At a deposition, Collins stated that she typically (but not always) received thirty-five dollars per day for babysitting Kirsten. Bay State then filed a separate action seeking a declaratory judgment that it had no obligation to defend or indemnify Collins for Kirsten's injuries. Specifically, Bay State claimed that its coverage did not apply because Collins was operating a business at the time of the accident. Collins disputed the characterization by Bay State that her babysitting activities constituted a business.

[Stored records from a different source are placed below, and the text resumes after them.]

PR #6388, opened 2026-08-19
[Perf][MiniCPM-o] Drop the full-vocab bincount from the Talker penalty

0xtoward:
## Purpose

Swap `torch.bincount` for `scatter_add_` in `_apply_repetition_penalty`. One-line change, frequency vector is elementwise identical.

`torch.bincount` output length is data-dependent — dispatches to AI_CPU on Ascend, forces a device sync on CUDA even with `minlength`.

vLLM upstream already avoids it in three places for the same reason:

1. `vllm/v1/attention/backends/utils.py` — the v1 metadata builder:
   > Avoid `torch.bincount` here - on CUDA it forces a sync to determine the output size (even with `minlength`, the kernel must confirm no value exceeds the bound). `scatter_add_` into a preallocated buffer is equivalent and stays async.

2. `vllm/model_executor/layers/utils.py` — `get_token_bin_counts_and_mask` uses `scatter_add_` for token histograms.

3. `vllm/v1/worker/gpu/sample/penalties.py` — v1 GPU sampler ships a hand-written Triton `_bincount_kernel` to avoid ATen bincount entirely.

## Test Results

910B, vocab 6562, 16-token window, median of 400 calls:

| config | before | after |
|---|---|---|
| f32, 1 row | 334–366 µs | 167–168 µs |
| f32, 4 rows | 344–348 µs | 171–177 µs |
| bf16, 1 row | 324–327 µs | 170–172 µs |
| bf16, 4 rows | 335–345 µs | 177 µs |

### DIFF
--- a/vllm_omni/model_executor/models/minicpmo_4_5/minicpmo_4_5_omni_tts.py
+++ b/vllm_omni/model_executor/models/minicpmo_4_5/minicpmo_4_5_omni_tts.py
@@ -76,7 +76,8 @@ def _apply_repetition_penalty(
     if penalty == 1.0 or history.numel() == 0:
         return logits
     recent = history.reshape(-1)[-window_size:].to(device=logits.device, dtype=torch.long)
-    frequencies = torch.bincount(recent, minlength=logits.shape[-1]).to(dtype=logits.dtype)
+    frequencies = torch.zeros(logits.shape[-1], device=logits.device, dtype=logits.dtype)
+    frequencies.scatter_add_(0, recent, torch.ones_like(recent, dtype=logits.dtype))
     alpha = torch.pow(torch.as_tensor(penalty, device=logits.device, dtype=logits.dtype), frequencies)
     return torch.where(logits < 0, logits * alpha, logits / alpha)
 


Junbo2002:
Reproduced on an Atlas A3 (910C) with stock vllm-ascend. Both arms are
`ecd9d99da` differing only by this PR; the repo's own harness (Seed-TTS zh,
`openai-chat-omni`, 32 prompts, concurrency 1); both arms run at once, one per
die, each round repeated with the dies swapped.

**End-to-end:** −1.58% and −1.77% RTF. 32/32 completed, 435 output tokens,
135.64 s of audio in every arm.

**In place** — the same `perf_counter_ns` wrapper in *both* arms, so it
cancels; two die-swapped rounds:

| method | calls / 32 req | round 1 | round 2 |
| --- | ---: | --- | --- |
| `_sample_audio_code` | 3557 | 1115.87 → **860.92** µs | 1203.23 → **857.39** µs |
| `sample` (untouched — control) | 3591 | 232.78 → 233.42 µs | 238.16 → 235.27 µs |

**Isolated, no vLLM** (real shapes: logits `[1, 6562]` f32, window 16, 200
alternating trials): `torch.bincount` 527.51 µs → `zeros + scatter_add_`
308.88 µs, **−218.6 µs (−41.4%)**, outputs bit-identical. The
device-inclusive medians drop by the same amount, so what goes away is time
the call spends blocking the host.

The three measurements agree: 33.6 ms per request in place ≈ 1.7% of a
~1940 ms request, against −1.58% / −1.77% end-to-end.

natureofnature:
Thanks for this optimization. Since `minicpm-challenge` is no longer being used, would you be willing to update this PR to target `main`?

We have adapted your fixed-size `scatter_add_` histogram approach to the current batched Talker repetition-penalty path in draft #7968. We'd be happy to contribute the relevant adaptation and tests to this PR, so your change can land through the original contribution. We would then remove the overlapping changes from #7968 and keep only our additional optimizations.

The current main implementation uses the batched helper, so this would require adapting the change rather than only changing the base branch. Would you be open to coordinating this?

0xtoward:
Thanks @natureofnature! Updated for main with your adaptation and co-author credit. CPU equivalence checks pass.

natureofnature (approved):
LGTM for the focused histogram change at `b3681f7a`.

The fixed-size `int64` counts preserve request-local row offsets, the existing 16-row workspace bound, and windowed frequency-penalty semantics. History handling, scalar checks, sampling, and EOS behavior remain unchanged.

Validated the actual PR export in a remote container with vLLM 0.29.0 / PyTorch 2.13.0+cu130: the complete `test_talker_batching.py` module passed (**43 tests**). Additional strict comparisons against the base helper passed **144 CPU and 432 CUDA cases** on H800, covering FP32/BF16, chunk boundaries, empty/repeated histories, per-row penalties, non-contiguous logits, and CPU/CUDA/mixed-device histories.

This validates numerical equivalence, not new E2E performance or NPU results. Thanks for keeping this port scoped; it cleanly separates the shared histogram optimization from the remaining changes in #7968.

The parties eventually entered into a $225,000/$75,000 high-low settlement agreement, which was memorialized in an order prepared by plaintiff's counsel and signed by the judge on August 12, 2009. Under the settlement terms, Bay State reserved the right to appeal the adverse ruling it received from the Law Division on its complaint to disclaim coverage. If Bay State succeeded on its appeal, plaintiffs would receive $75,000; if Bay State did not succeed, plaintiffs would receive $225,000. Bay State was eventually unsuccessful on its appeal of the coverage issue, thus triggering the "high" settlement amount requiring Bay State to pay $225,000.
Thereafter, plaintiffs filed a motion seeking an award of counsel fees, pursuant to Rule 4:42-9(a)(6), for successfully prosecuting the coverage case. The trial court denied the motion, and plaintiffs filed this appeal.
Plaintiffs argue that the high-low settlement applied only to the negligence action, and that the settlement did not preclude plaintiffs from seeking counsel fees for the successful prosecution of the coverage action. We disagree.
Rule 4:42-9(a)(6) permits the award of counsel fees in actions upon liability or indemnity policies of insurance, in favor of successful claimants. "The rule is intended 'to discourage groundless disclaimers and to provide more equitably to an insured the benefits of the insurance contract without the necessity of obtaining a judicial determination that the insured, in fact, is entitled to such protection.'" Passaic Valley Sewerage Comm'rs v. St. Paul Fire & Marine Ins. Co., 206 N.J. 596, 618-19 (2011) (quoting Sears Mortg. Corp. v. Rose, 134 N.J. 326, 356 (1993)). "The award of counsel fees, however, is not mandatory, 'but rather the trial judge has broad discretion as to when, where, and under what circumstances counsel fees may be proper and the amount to be awarded.'" Id. at 619 (quoting Iafelice ex. rel. Wright v. Arpino, 319 N.J. Super. 581, 590 (App. Div. 1999)). "'Since equitable principles govern the trial court's decision, the court should consider the totality of the circumstances . . . .'" Ibid. (quoting Iafelice, supra, 319 N.J. Super. at 591).
We conclude that the motion judge correctly determined that the high-low settlement established a cap on the amount that Bay State would be required to pay at the conclusion of both the bodily injury claim and the coverage dispute. The settlement agreement established that plaintiffs' counsel fees would be deducted from the gross amount paid. The settlement agreement did not provide that plaintiffs could seek additional fees for a successful outcome in the coverage case.
The order memorializing the parties' settlement states, "Plaintiff's attorneys fees will be based on the amount of costs associated with these matters and the gross amount awarded based on the coverage appeal." This provision indicates that the settlement covers both the negligence case and the coverage case. Moreover, if plaintiffs' counsel wanted to reserve the right to present a claim for counsel fees regarding coverage issues, that right should have been expressly reserved.
We conclude that the motion judge correctly found that the parties' settlement agreement was intended to resolve both the negligence and the coverage cases. We discern no indication that the motion judge mistakenly exercised her discretion in denying plaintiff's motion.
Affirmed. I hereby certify that the foregoing is a true copy of the original on file in my office.
CLERK OF THE APPELLATE DIVISION
Bay State Ins. Co. v. Jennings, No. A-4915-11 (App. Div. May 16, 2013).